- **What the task asks**
The entries that follow include a run beginning at the line with "this feature rules." and ending at the line with "unknown features and"; restate that run word for word and leave the rest out.

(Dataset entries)

▬▬▬

PR #156, opened 2017-05-02
Clarify init-message description

EmelyanenkoK:
Add link to BOLT-09 and some explanations.

### DIFF
--- a/01-messaging.md
+++ b/01-messaging.md
@@ -84,7 +84,7 @@ Once authentication is complete, the first message reveals the features supporte
 |`0b01` | Party emitted message requires this feature|
 |`0b00` | Ignore: it is padding.|
 
-However each known feature can define it's own semantic for bits (see [BOLT #9](09-features.md)). ⚠️ Note, this part of specification is under development yet.
+However each known feature can define it's own semantic for bits (see [BOLT #9](09-features.md)). Note, this part of specification is under development yet.
 
 Both fields `globalfeatures` and `localfeatures` MUST be padded to bytes with zeros.
 
--- a/01-messaging.md
+++ b/01-messaging.md
@@ -75,16 +75,18 @@ a buffer with 6 bytes of pre-padding.
 ### The `init` message
 Once authentication is complete, the first message reveals the features supported or required by this node, even if this is a reconnection.
 
-[BOLT #9](09-features.md) specifies lists of global and local features. Each feature is represented in `globalfeatures` or `localfeatures` by 2 bits. First bit (Most Significant Bit First notation) indicates if the feature is supported or not, second one indicates if the feature is required by party emitted message or not. Thus 2-bits field can indicate:
+[BOLT #9](09-features.md) specifies lists of global and local features. Each feature is represented in `globalfeatures` or `localfeatures` by 2 bits. Default meaning for bits:
 
 | | |
 |---|---|
-|`0b11` | Party emitted message supports this feature but doesn't require it|
-|`0b10` | Party emitted message supports this feature and requires it|
-|`0b01` | Party emitted message doesn't support this feature and doesn't require it|
+|`0b11` | Ignore: Undefined behviour |
+|`0b10` | Party emitted message supports this feature but it is optional|
+|`0b01` | Party emitted message requires this feature|
 |`0b00` | Ignore: it is padding.|
 
-Both fields `globalfeatures` and `localfeatures` should be padded to bytes.
+However each known feature can define it's own semantic for bits (see [BOLT #9](09-features.md)). ⚠️ Note, this part of specification is under development yet.
+
+Both fields `globalfeatures` and `localfeatures` MUST be padded to bytes with zeros.
 
 1. type: 16 (`init`)
 2. data:
@@ -102,19 +104,24 @@ connection.
 The sending node SHOULD use the minimum lengths required to represent
 the feature fields.  
 
-The sending node SHOULD set first feature bit to `0b1` for supported features, and MUST set second feature bit to `0b1` for required features.
+For known features node should follow this feature rules.
 
-The receiving node MUST fail the connection if it receives a message in which unsupported or unknown feature has second bit set to `0b0`.
+For unknown features and features without it's own semantic, node should follow default set of rules:
 
-The receiving node MUST fail the connection if it receives a message in which required (by receiving node) feature has first bit set to `0b0`.
+1. The sending node SHOULD set feature bits to `0b10` for optional features, and MUST set feature bits to `0b01` for required features.
 
-The receiving node MUST NOT use feature during session if it receives a message in which this feature has first bit set to `0b0`.
+2. The receiving node MUST fail the connection if it receives an `init` message in which unsupported or unknown feature has bits set to `0b01`.
+
+3. The receiving node MUST fail the connection if it receives a message in which required (by receiving node) feature has bits set to `0b00`.
+
+4. The receiving node MUST NOT use feature during session if it receives a message in which this feature has bits set to `0b00`.
+
 
 Each node MUST wait to receive `init` before sending any other messages.
 
 #### Rationale
 
-The even/odd semantic allows future incompatible changes, or backward
+This semantic allows future incompatible changes, or backward
 compatible changes.  Bits should generally be assigned in pairs, so
 that optional features can later become compulsory.
 
--- a/01-messaging.md
+++ b/01-messaging.md
@@ -75,8 +75,9 @@ a buffer with 6 bytes of pre-padding.
 ### The `init` message
 
 Once authentication is complete, the first message reveals the features supported or required by this node, even if this is a reconnection.
-Odd features are optional, even features are compulsory (_it's OK to be odd_).
-The meaning of these bits will be defined in the future.
+
+[BOLT #9](09-features.md) specifies lists of global and local features. Each feature is represented in `globalfeatures` or `localfeatures` by 2 bits: first one indicates is it feature mandatory (`0b1`) or not(`0b0`), and second one indicates is it feature supported or not. Odd features are optional, even features are compulsory (_it's OK to be odd_).
+`globalfeatures` and `localfeatures` fields should be padded to ceil number of bytes.
 
 1. type: 16 (`init`)
 2. data:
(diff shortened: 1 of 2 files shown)


rustyrussell:
I like the reference to BOLT 9, but the rest is not quite right.

*Even bits* mean you can't use a node unless you understand them, and if you do understand them, you must support that feature.  *Odd bits* don't.

pm47:
Even if @EmelyanenkoK didn't get it right on his first pass, I think the explanation effort is worthwhile. @sstone and I always had trouble wrapping our heads around the exact semantic of _it's OK to be odd_.

cdecker:
Yeah, I think _it's ok to be odd_ should be specified somehow like this: if `has_even_bits(nodefeatures xor peerfeatures)` then you may not talk to this peer, ever. `has_odd_bits(nodefeatures xor peerfeatures)` you may talk to the peer, but some features may need to be turned off.

01-messaging.md
```diff
@@ -75,8 +75,9 @@ a buffer with 6 bytes of pre-padding.
 ### The `init` message
 
 Once authentication is complete, the first message reveals the features supported or required by this node, even if this is a reconnection.
-Odd features are optional, even features are compulsory (_it's OK to be odd_).
-The meaning of these bits will be defined in the future.
+
+[BOLT #9](09-features.md) specifies lists of global and local features. Each feature is represented in `globalfeatures` or `localfeatures` by 2 bits: first one indicates is it feature mandatory (`0b1`) or not(`0b0`), and second one indicates is it feature supported or not. Odd features are optional, even features are compulsory (_it's OK to be odd_).
```
Roasbeef: > second one indicates _if the_ feature _is_ supported or not

Roasbeef: > first one indicates _if the_ feature _is_ mandatory

Roasbeef: Also what's "first" and "second" here? MSB, LSB?

Roasbeef:
Honestly, I don't think new description helps clarify the confusion around the "it's ok to be odd". I personally have trouble parsing if the "evenness" applies to the evaluated digit, or the _position_ of the bit in the dual-bit field. 

`lnd` implements feature parsing as follows:
   * Each pair of bits are compared (local vs remote):
      * If we don't know of a feature for this index, and they have the required bit set, then we're incompatible (disconnect). 
       * If we know of a feature for this index, and the bit is optional, then this feature isn't applied to the feature set of the connection. 
        * Otherwise, this feature is recognized, and applies to the current session. 
    * Each pair of bits are compared (remote vs local): 
        * If they have a feature index set to required, and we don't know of that bit, then we're incompatible (disconnect).
        * If they know of a feature and have it set to optional, and we don't know of this feature, then it isn't applied to the feature set of the connection.  
        * Otherwise, this feature is recognized, and applies to the current session. 

I propose we remove the wording related to ok-ness with even/odd (since there's been much confusion since it was originally proposed) and instead replace it with an explicit parsing methodology to figure out which features should be applied to a session, or if the feature sets are incompatible.

EmelyanenkoK:
Sorry for long delay.
Unfortunately, I still dont get it. Lets consider one feature:
If we receive init message in which feature _f_ has bits:
`0b11` second bit is odd so we can work with this node even if we do not understand _f_, counterparty supports this feature
`0b01` second bit is odd so we can work with this node even if we do not understand _f_, counterparty doesn't support this feature
`0b10` second bit is even so if we do not understand _f_ disconnect immidiately, counterparty supports this feature
`0b00` __???__ Explanation below has no sense: second bit is even so if we do not understand _f_ disconnect immidiately, counterparty doesnt support this feature.

I think that we should make table for all 4 possible bits with description.

01-messaging.md
EmelyanenkoK: I assume Most Significant Bit First rule here. I will update this place as soon as I understand it the rest.

AndrewSamokhvalov:
@EmelyanenkoK I think it might be like this:
`0b01` - required
`0b10` - optional
`0b11` - not determined
`0b00` - not determined

`active` - feature accepted by both sides and working.
`non-active` - feature not accepted, and is not working.
`disconnect` - sides unable to operate with each other properly.

local feature | remote feature | outcome
--|--|--
required  | required | active
required | optional | active
required | not determined | disconnect
optional| required | active
optional| optional | active
optional| not determined | non-active

AndrewSamokhvalov:
Meanwhile the result of decoding:
```
// TestFeaturesRemoteRequireError checks that we throw an error if remote peer
// has required feature which we don't support.
func TestFeaturesRemoteRequireError(t *testing.T) {
	const (
		first  = "first"
		second = "second"
	)

	localFeatures := NewFeatureVector([]Feature{
		{first, OptionalFlag},
	})

	remoteFeatures := NewFeatureVector([]Feature{
		{first, OptionalFlag},
		{second, RequiredFlag},
	})

	var b1 bytes.Buffer
	localFeatures.Encode(&b1)
	fmt.Println(b1.Bytes()) // [0 1 2]; 2 -> 0b|00|00|00|10


	var b2 bytes.Buffer
	remoteFeatures.Encode(&b2)
	fmt.Println(b2.Bytes()) // [0 1 6] 6 -> 0b|00|00|01|10

	if _, err := localFeatures.Compare(remoteFeatures); err == nil {
		t.Fatal("error wasn't received")
	}
}
```

Roasbeef:
Ahh, OK scratch my last comment, I see what you're getting at now @EmelyanenkoK. In the current draft we only specify what's optional or required. We _don't_ specify how a node signals if they have _implemented_ that feature or not. I think your latest break down is accurate. For the case of `0b00`, I think that's meant to be interpreted as padding and therefore should be ignored.

AndrewSamokhvalov:
It seems that misconception here lies in the fact that some of us think that _even/odd bits_ it is even numbers, thereby `0 - 0b00 (even)`, `1 - 0b01 (odd)`, `2 - 0b10 (event)`,  `3 - 0b10 (odd)`, `4 - 0b11 (even)`, and some of us think of `even/odd bits` as  the positions of bit inside the byte, thereby `0 - 0b00 - (unknown)`, `1 - 0b01 - (even)`, `0 - 0b10 - (odd)`, `0 - 0b11 - (unknown)`

EmelyanenkoK:
Sorry for mess with commits and new pull request. I'm not familiar with this stuff.

My private conversation with @AndrewSamokhvalov shows that we understand _it's ok to be odd_ very differently. I think that each two bits are treated separately as number (from 0 to 3) and oddness or evenness of this number determines optionality, while Andrew think that number of bit in sequence determines is it even or odd.
I updated my clarification according to discussion above, however current version (https://github.com/lightningnetwork/lightning-rfc/pull/156/commits/6655a6e55c3aca4f2f7e3a532e250f8a73cc89ce) contradicts with lnd code. @rustyrussell and @pm47, does it contradicts with your code too?

rustyrussell:
EmelyanenkoK <notifications@github.com> writes:
> Sorry for long delay.
> Unfortunately, I still dont get it. Lets consider one feature:
> If we receive init message in which feature _f_ has bits:
> `0b11` second bit is odd so we can work with this node even if we do not understand _f_, counterparty supports this feature

No, if you see an even bit you don't understand, you have to stop.  So
you have to terminate here.

> `0b01` second bit is odd so we can work with this node even if we do not understand _f_, counterparty doesn't support this feature

Yep.

> `0b10` second bit is even so if we do not understand _f_ disconnect immidiately, counterparty supports this feature

Yes.

> `0b00` __???__ Explanation below has no sense: second bit is even so if we do not understand _f_ disconnect immidiately, counterparty doesnt support this feature.

That's the normal case; neither bit is signalled.

So, A publishes the features it supports, B publishes the features it
supports.  It's up to A to decide if it doesn't like B's features, and
vice versa.

Now on to the more subtle points: features are assigned in pairs because
if we want to make a feature compulsory in (far!) future, we just use
its even bit instead of its odd bit.

Also, the SEMANTIC of feature bits is up to the feature itself: the
above rules only apply if you *don't* know what the feature is.  Perhaps
having both X bits set means something weird for a particular feature?
Perhaps X is optional and you don't have to do anything, perhaps X is
only activated if both sides offer it, etc.

Note that these semantics are not yet defined for the existing bits :(
So even and odd are (presumably) equivalent.

However, we could say for channels_public: Even means "you must offer to
announce the channel otherwise I won't let you open_channel", odd means
"I'll announce the channel iff you do".  Setting both is the same effect
as setting the even bit only.

initial_routing_sync could be the similar: if you can't send an initial
routing update to me, terminate.  Maybe if your node is not up-to-date
itself?  Seems a bit harsh though, so I'd say leave this alone.

Hope that clarifies?
Rusty.

EmelyanenkoK:
PR updated according to https://github.com/lightningnetwork/lightning-rfc/pull/156#issuecomment-301359666 .

Everything about odd/even semantic removed (as suggested https://github.com/lightningnetwork/lightning-rfc/pull/156#issuecomment-301208150) and substituted with plain table with value of bits and this value meaning .

It is also noted, that known features can define it's own meaning of bits.

`Feature bits semantic` column was added to table in BOLT-09.

@rustyrussell please review

pm47:
> Now on to the more subtle points: features are assigned in pairs because if we want to make a feature compulsory in (far!) future, we just use its even bit instead of its odd bit.

I had missed this subtelty, it all makes more sense with that in mind!

> Also, the SEMANTIC of feature bits is up to the feature itself: the above rules only apply if you *don't* know what the feature is.

This was another source of confusion for me.

Here is how it is currently implemented in eclair:
1) when we receive their init, if one even bit is unknown we close the connection
2) for `channels_public`, we will send sigs only if both have bit 0 set
3) for `initial_routing_sync` we are quite accommodating:
- if they ask for `initial_routing_sync` we comply
- if we ask for `initial_routing_sync` and they don't comply, we don't disconnect

AFAICT we have the same interpretation as @rusty above.

rustyrussell:
Thanks to everyone for this discussion, it's made me understand how much confusion I caused :(

I reworked the last commit to try to separate it more cleanly: the semantics of specific bits in BOLT9, and the treatment of unknown bits in BOLT1.  I was pretty happy with it, but we're likely to lose a feature bit due to #169.

The result is here: I rebased it, then added my proposed rewording on top, then finally merged #169 so you can see what it finally looks like:

https://github.com/rustyrussell/lightning-rfc/commits/pr-156-reword-rebase-add-pr-169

▬▬▬

- **Answer to the exercise**
+For known features node should follow this feature rules.
 
-The receiving node MUST fail the connection if it receives a message in which unsupported or unknown feature has second bit set to `0b0`.
+For unknown features and features without it's own semantic, node should follow default set of rules:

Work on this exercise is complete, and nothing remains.